Вопрос царицы долго оставался без ответа. Заметно было, что ближние её может и хотели б ободрить государыню, да не было у них мыслей ободряющих. Наконец решился Борис Голицын.
— Дозволь государыня сказать. — Получив ободряющий кивок, он продолжил — На Москве сейчас неспокойно — много стрельцы шумят и порядка от того нет. Сыны боярские, да дворяне многие готовы порадеть за тебя матушка-государыня, да некому их собрать. Упредили нас Милославские — подняли стрельцов. Князь Долгорукий, упокой господь его душу, сильно надеялся на Матвея Сергеевича. Молод ещё был, да не любим стрельцами. Они и батюшку его старого князя побили, говорят. Нынче Хованские у смутьянов в радости.
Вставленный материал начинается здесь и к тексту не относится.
PR #1193, opened 2024-09-20
Compiler integration of the Concat operation

mdanilow:
This PR depends on a PR from the finn-hlslib where the Concat operation was implemented (https://github.com/Xilinx/finn-hlslib/pull/143)

- The Concat op code is not hardcoded in the compiler anymore and it now accepts different datatypes of inputs. The output datatype is inferred.
- HLS implementation is defined for a one clock cycle, without defining NUM_REPS, so the new timeout cppsim template is also added and utilized by the operation.
- The [tests/fpgadataflow/test_fpgadataflow_concat.py](https://github.com/Xilinx/finn/compare/dev...mdanilow:finn:feature/split_and_concat?expand=1#diff-170b00f527c93b3d38b21af8562ffa7c94d142d9f65c50e333134d940545a9b3) test now tests the case of inputs being different datatypes


iksnagreb:
@mdanilow @preusser: Do you have any idea why we see IPGen failing for this (the test_fpgadataflow_concat) for 2022.2 but seemingly not for 2023.2? The error message is simply "ERROR: [HLS 200-1715] Encountered problem during source synthesis" and then it stops... I did not really debug this further and for now do not rely on this (but I planned to...), however, as we are stuck on 2022.2 at least for some of our setups, it would be nice to figure this out.

mdanilow:
@iksnagreb I have no idea xd

auphelia:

Таратую стрельцы "любо" кричат ровно они не государевы служилые люди, гулящие донские казачата. Дознал я через людишек верных, что Ванька Милославский, да Васька Голицын подбивают стрельцов царевича Ивана на царство ставить и царевну Софью при нем правительницей хотят сделать. А коли придут стрельцы в Кремль за Иваном Кирилловичем, да за другими ближними твоими царица, то побоятся бояре супротив выступить. Тогда всех потеряем, как бы самим живу остаться. Надо государыня боярина Ивана с братьями и батюшку вашего уговорить постриг принять, да защиту у патриарха просить. А как уйдут стрельцы за реку, так мы с верными людьми в Кремль придем, и царствие Петра Алексеевича в думе средь бояр отстоять сумеем. Чай не впервой сиё.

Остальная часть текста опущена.